= Cantabile (symphonic suite) =

Music composition by Frederik Magle

Cantabile is a work composed from 2004 to 2009 by Frederik Magle. It consists of three symphonic poems (or movements) based on poems written by Henrik, the Prince Consort of Denmark published in his book Cantabile. The Cantabile suite was commissioned by the Danish Royal Family and the first movement was premiered in 2004. The second and third movements were premiered on 10 June 2009, at a concert in the Copenhagen Concert Hall celebrating Prince Henrik's 75th birthday. On both occasions the music was performed by the Danish National Symphony Orchestra and Choir, conducted by Thomas Dausgaard.

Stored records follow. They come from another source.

PR #1882, opened 2025-07-18
Add an MLIR kernel for properly handling FP4 casting

KyleHerndon:
Requires this patch:
https://github.com/iree-org/iree/pull/21413

### DIFF
--- a/sharktank/tests/models/llama/sharded_llama_test.py
+++ b/sharktank/tests/models/llama/sharded_llama_test.py
@@ -459,7 +459,7 @@ class TestTensorParallelFp4QuantizedLlama:
     def testTensorShardFp4QuantizedLlama(self, deterministic_random_seed):
         """Tensor-shard a FP4 quantized Llama 3 model and roundtrip check it is the same."""
         dtype = torch.float32
-        quantization_block_size = 4
+        quantization_block_size = 32
         tensor_parallelism_size = 2
 
         sharded_config = toy_llama.make_config2(
@@ -491,7 +491,7 @@ class TestTensorParallelFp4QuantizedLlama:
             return res
 
         quantized_theta = quantize_theta_to_fp4(
-            theta, quantizer=DynamicFp4BlockQuantizer(block_size=4)
+            theta, quantizer=DynamicFp4BlockQuantizer(block_size=32)
         )
         dequantized_theta = quantized_theta.transform(unbox_transform)
         quantized_sharded_theta = shard_theta(quantized_theta, sharded_config)


KyleHerndon:
Failing checks are real but passed locally when built with the above IREE patch

sharktank/sharktank/types/ocp_floats.py
```diff
@@ -273,11 +273,48 @@ def fp4_e2m1_to_float32(fp4_indices: torch.Tensor) -> torch.Tensor:
...
+        indexing_maps = [
+          affine_map<(d0) -> (d0)>,
+          affine_map<(d0) -> (d0)>
+        ],
+        iterator_types = ["parallel"]
+      } ins(%x : !x) outs(%empty : !result) {
+      ^bb0(%in: f32, %out: i8):
+        %fp4_val = arith.truncf %in : f32 to f4E2M1FN
+        %i4_val = arith.bitcast %fp4_val : f4E2M1FN to i4
+        %result_i8 = arith.extui %i4_val : i4 to i8
```
Groverkss, line 305: Is this correct? Shouldn't we be packing the bits?

Groverkss (commented):
Looks good, I'm just not sure if that's how we want to do the truncf though. Maybe someone else knows better.

MaheshRavishankar (dismissed):
I dont think this in line with expectations. I think the fp4 input is expected to be packed, while this is outputing in unpacked manner. So its doubling the footprint of the result matrix.

sharktank/sharktank/types/ocp_floats.py
```diff
@@ -299,3 +297,94 @@ def float32_to_fp4_e2m1(values: torch.Tensor) -> torch.Tensor:
...
+      %quantized = linalg.generic {
+        indexing_maps = [
+          affine_map<(d0, d1) -> (d0, d1 * 2)>,
+          affine_map<(d0, d1) -> (d0, d1 * 2 + 1)>,
+          affine_map<(d0, d1) -> (d0)>,
+          affine_map<(d0, d1) -> (d0, d1)>
+        ],
+        iterator_types = ["parallel", "parallel"]
+      } ins(%values, %values, %scales : !values, !values, !result_scales) outs(%empty_packed : !result_quantized) {
+      ^bb0(%val_low: f32, %val_high: f32, %scale: i8, %out: i8):
```
krzysz00, line 367: This won't pattern-match right for the AMDGPU backend

To use device-side instructions we need:

1. A _vector_ scaling_truncf - that is, taking a `vector<2xf32>`
2. The scale argument should be a broadcast vector (so a `vector<2xf8E8M0FNU>`)
3. ... except that the hardware intrinsics actually take a `f32` value and do the conversion to f8E8M0FNU implicitly, so you don't need all the casting. (Except that the MFMAs do need the casting)

KyleHerndon: Fixed after extensive discussion elsewhere.

sharktank/sharktank/types/ocp_floats.py
```diff
@@ -299,3 +300,80 @@ def float32_to_fp4_e2m1(values: torch.Tensor) -> torch.Tensor:
...
+    inputs=(MLIRTensor[N, M32, I_DTYPE],),
+    results=(MLIRTensor[N, U8_DTYPE], MLIRTensor[N, M16, U8_DTYPE]),
+)
+def dynamic_quantize_to_fp4(values, result_scales=None, result_quantized=None):
+    mlir = """
+    module {
+    util.func private @{{kernel_name}}(%values : !values) -> (!result_scales, !result_quantized) {
+      %c0 = arith.constant 0 : index
+      %c1 = arith.constant 1 : index
+      %c4_f32 = arith.constant 0.25 : f32
```
krzysz00, line 327: Nit: name of constant is misleading

sharktank/sharktank/types/ocp_floats.py
```diff
@@ -299,3 +300,80 @@ def float32_to_fp4_e2m1(values: torch.Tensor) -> torch.Tensor:
...
+      %neg_inf = arith.constant -3.402823e+38 : f32
```
krzysz00, line 328: Nit: this isn't neg_inf? neg_inf is `0xff800000`

PR #1884, opened 2025-07-18
Expand .create() and .add_to_archive() to handle ShardedTensors with InferenceTensor shards

Alex-Vasile:
Current implementation assumed DefaultPrimitiveTensor shards, this needed to be expanded to work with general inference tensors to support QuantizedTensor shards.

### DIFF
--- a/sharktank/sharktank/types/tensors.py
+++ b/sharktank/sharktank/types/tensors.py
@@ -761,7 +761,13 @@ class DefaultPrimitiveTensor(PrimitiveTensor):
 
     def add_to_archive(self, builder: ShardedArchiveBuilder) -> InferenceTensorMetadata:
         """Adds this tensor to the global archive."""
-        builder.add_tensor(self.name, self._data)
+        if ".shard." in self.name:
+            name, rank = self.name.rsplit(".shard.", 1)
+            rank = int(rank)
+            builder.for_rank(rank).add_tensor(self.name, self._data)
+        else:
+            name = self.name
+            builder.add_tensor(self.name, self._data)
         return InferenceTensorMetadata(self.serialized_name(), {"": self.name})
 
     def _clone_with_subtensors(
@@ -930,10 +936,20 @@ class PlanarQuantizedTensor(QuantizedTensor):
         """Adds this tensor to the global archive."""
         root_name = self.name
         layout = self.unpack()
+
+        is_shard = ".shard." in root_name
+        if is_shard:
+            name, rank = root_name.rsplit(".shard.", 1)
+            rank = int(rank)
+
         name_map: dict[str, str] = {}
+
         for suffix, plane in layout.planes.items():
             irpa_name = f"{root_name}:{suffix}"
-            builder.add_tensor(irpa_name, plane)
+            if is_shard:
+                builder.for_rank(rank).add_tensor(irpa_name, plane)
+            else:
+                builder.add_tensor(irpa_name, plane)
             name_map[suffix] = irpa_name
         extra_properties = {
             "shape": [int(d) for d in self.shape],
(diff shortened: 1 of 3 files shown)


sharktank/sharktank/types/tensors.py
```diff
@@ -761,7 +761,13 @@ def subtensors(self) -> dict[str, torch.Tensor]:
...
     def add_to_archive(self, builder: ShardedArchiveBuilder) -> InferenceTensorMetadata:
         """Adds this tensor to the global archive."""
-        builder.add_tensor(self.name, self._data)
+        if ".shard." in self.name:
+            name, rank = self.name.rsplit(".shard.", 1)
+            rank = int(rank)
+            builder.for_rank(rank).add_tensor(self.name, self._data)
+        else:
+            name = self.name
+            builder.add_tensor(self.name, self._data)
```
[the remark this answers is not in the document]
Alex-Vasile: Okay, I have removed the dependence on the name and have changed how ShardedTensors call add_to_archive on their shards so the shards no longer need if-statements for sharding.

sharktank/sharktank/types/tensors.py
```diff
@@ -1098,17 +1116,28 @@ def serialized_name(cls) -> str:
...
     def add_to_archive(self, builder: ShardedArchiveBuilder) -> InferenceTensorMetadata:
-        for i, pt in enumerate(self._shards):
-            builder.for_rank(i).add_tensor(pt.name, pt._data)
+
         extra_properties = {
-            "shard_count": len(self._shards),
             "shape": list(self.shape),
+            "shard_count": len(self._shards),
+            "shard_type": self._shards[0].serialized_name(),
+            "extra_properties_shards": {},
```
sogartar, line 1124: `extra_properties_shards` seems too long as we are already in the context of extra properties.
Maybe just `shards` or `shard_properties` is OK.

sharktank/sharktank/types/tensors.py
```diff
@@ -1157,22 +1186,55 @@ def create(
...
+                    DeprecationWarning,
+                    stacklevel=2,
+                )
+                raw_tensors_for_rank[int(k)][""] = v
+        shards = []
+        for i, raw_tensors in raw_tensors_for_rank.items():
+            shard = shard_clazz.create(
+                name=f"{name}.shard.{i}",
+                raw_tensors=raw_tensors,
+                extra_properties=extra_properties_shards.get(str(i), {}),
```
sogartar, line 1227: It seems this together with the `shard_type` default would give us backward compatibility to be able to load old archives.

sharktank/tests/types/dataset_test.py
```diff
@@ -143,6 +144,61 @@ def testDatasetRoundtrip(self):
...
+    def testRoundTripDefaultPrimitiveTensor(self):
+        t_orig = DefaultPrimitiveTensor(
+            name="primitive", data=torch.Tensor([1.0, 2.0, 3.0])
+        )
+        ds_orig = Dataset({}, Theta({t_orig.name: t_orig}))
+        ds_orig.save(self.temp_dir / "p_ds.irpa")
+
+        ds_load = Dataset.load(self.temp_dir / "p_ds.irpa", mmap=False)
+        t_load = ds_load.root_theta.tensor(t_orig.name)
+        print(t_load)
```
sogartar, line 156: Here and on other places better to log with a level to not pollute the console aways.

sharktank/sharktank/types/tensors.py
Alex-Vasile: Yes, I was going for that. All of the current tests that use existing IRPAs (e.g. the sharded perplexity tests run without issues).

sharktank/tests/types/dataset_test.py
Alex-Vasile: Done

sharktank/sharktank/types/tensors.py
```diff
@@ -1157,22 +1186,55 @@ def create(
...
-            try:
-                t = raw_tensors[t_name]
-                ts.append(t)
-                # TODO: this should be changed to tracked device affinity
-                DeviceTensorTrait(i).set(t)
-            except KeyError as e:
-                raise IOError(
-                    f"Missing component tensor '{t_name}' in {raw_tensors.keys()}"
-                ) from e
+        shard_type = extra_properties.get(
```
rsuderman, line 1189: Seeing the scale of this change all hardcoded feels wrong. You should be creating / expanding general functionality not hardcoding behavior through.

Look at how tensors are added / embedding. Find encapsulations for parts. There should be grouped together concepts (e.g. add_tensor should know how to handle subtypes). Same with assigning the device tensor traits. The realize is that a tensor should be able to have its placement set with each type handling it individually.

Overall I recommend enumerating the behaviors you need and land independently instead of straight shotting a single overarching implementation.

rsuderman (changes requested):

PR #1900, opened 2025-07-23
[sharktank] make fp4 block-quantized have scales with trailing singleton dimension

sogartar:
To align BlockScaledFp4Layout with the base class BlockScaledLayout make the per-block scale tensor have a shape blocked_shape + [1]. Fixes https://github.com/nod-ai/shark-ai/issues/1833.

This change breaks existing IRPA files that hold FP4 quantized tensors. They will need to be regenerated.

### DIFF
--- a/sharktank/sharktank/types/layouts.py
+++ b/sharktank/sharktank/types/layouts.py
@@ -598,6 +598,10 @@ class BlockScaledFp4Layout(BlockScaledPackedLayout):
         block_size: int = 32,
         use_fe8m0_scale: bool = True,
     ):
+        if len(qs.shape) == len(d.shape) + 1:
+            # Legacy scale format with no trailing singleton dimension to match qs.
+            # This is here to avoid breaking existing IRPA files.
+            d = d.unsqueeze(-1)
         assert iterables_equal(qs.shape[:-1], d.shape[:-1])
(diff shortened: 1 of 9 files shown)


Alex-Vasile (commented):
Looks good to me, I think we should hold off until we coordinate with others because it will break IRPAs

sharktank/sharktank/types/layouts.py
```diff
@@ -598,14 +598,14 @@ def __init__(
         block_size: int = 32,
         use_fe8m0_scale: bool = True,
     ):
-        assert iterables_equal(
-            qs.shape[:-1], d.shape
-        ), "TODO: remove when this class is refactored to comply with BlockScaledLayout"
+        if len(qs.shape) == len(d.shape) + 1:
+            # Legacy scale format with no trailing singleton dimension to match qs.
+            # This is here to avoid breaking existing IRPA files.
+            d = d.unsqueeze(-1)
```
Alex-Vasile, line 604: Can you put a warning in the console or the logger to let people know they are using an irpa format that they should regenerate. Gives them warning ahead of time because we don't want the extra code to stick around forever.

sogartar: I added a warning.

PR #1902, opened 2025-07-24
[sharktank] propagate transpose_rhs into the shards on sharded matmumls

sogartar:
The FP4 block quantized tensor does not support transposition of the blocked dimension and it is not clear how to support this. This forces us to not use transposition to simplify matmuls, but to propagate the bool arg transpose_rhs to the multiplication of the shards.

The music alternates between the sorrowful, which - according to the Prince Consort's biography (2010) - being unexpected at a birthday concert, caused unease among some of the guests present at the first performance of the Cortège & Danse Macabre in 2009, and sudden bursts of humour.

Besides the original text by Prince Henrik in French, a Danish translation by Per Aage Brandt is also used in the work, and at places French and Danish is being sung at the same time.

==Structure==
The three symphonic poems/movements forming the suite are:
- Souffle le vent (based on the poem Souffle le vent - English: Cry of the Winds)
- Cortège & Danse Macabre (based on the poem Cortège funèbre (with the subtitle Danse Macabre) - English: Funeral procession / Dance of Death)
- Carillon (based on the poems L'Angélus and Lacrymae mundi - English: The Angelus and Tears of the World)

==Instrumentation==
Orchestration:
- 3 Flutes (3rd: Piccolo)
- 2 Oboes (2nd: English Horn)
- 3 Clarinets
- 1 Bass Clarinet
- 2 Bassoons
- 1 Contrabassoon
- 4 Horns
- 3 Trumpets
- 3 Trombones
- 1 Contrabass Tuba
- Timpani
- 3 Percussionists
- Harp
- Piano (soloist, third movement only)
- Organ
- Soprano (Soloist)
- Bass-baritone (Soloist)
- Mixed Choir (S,S,A,A,T,T,B,B)
- Strings

In the Carillon, the basses of the choir are required to sing the A below the bass-clef (27 notes below the middle C). Instruments of special note: The use of a giraffe's thigh bone as a percussion instrument in the Cortège & Danse Macabre.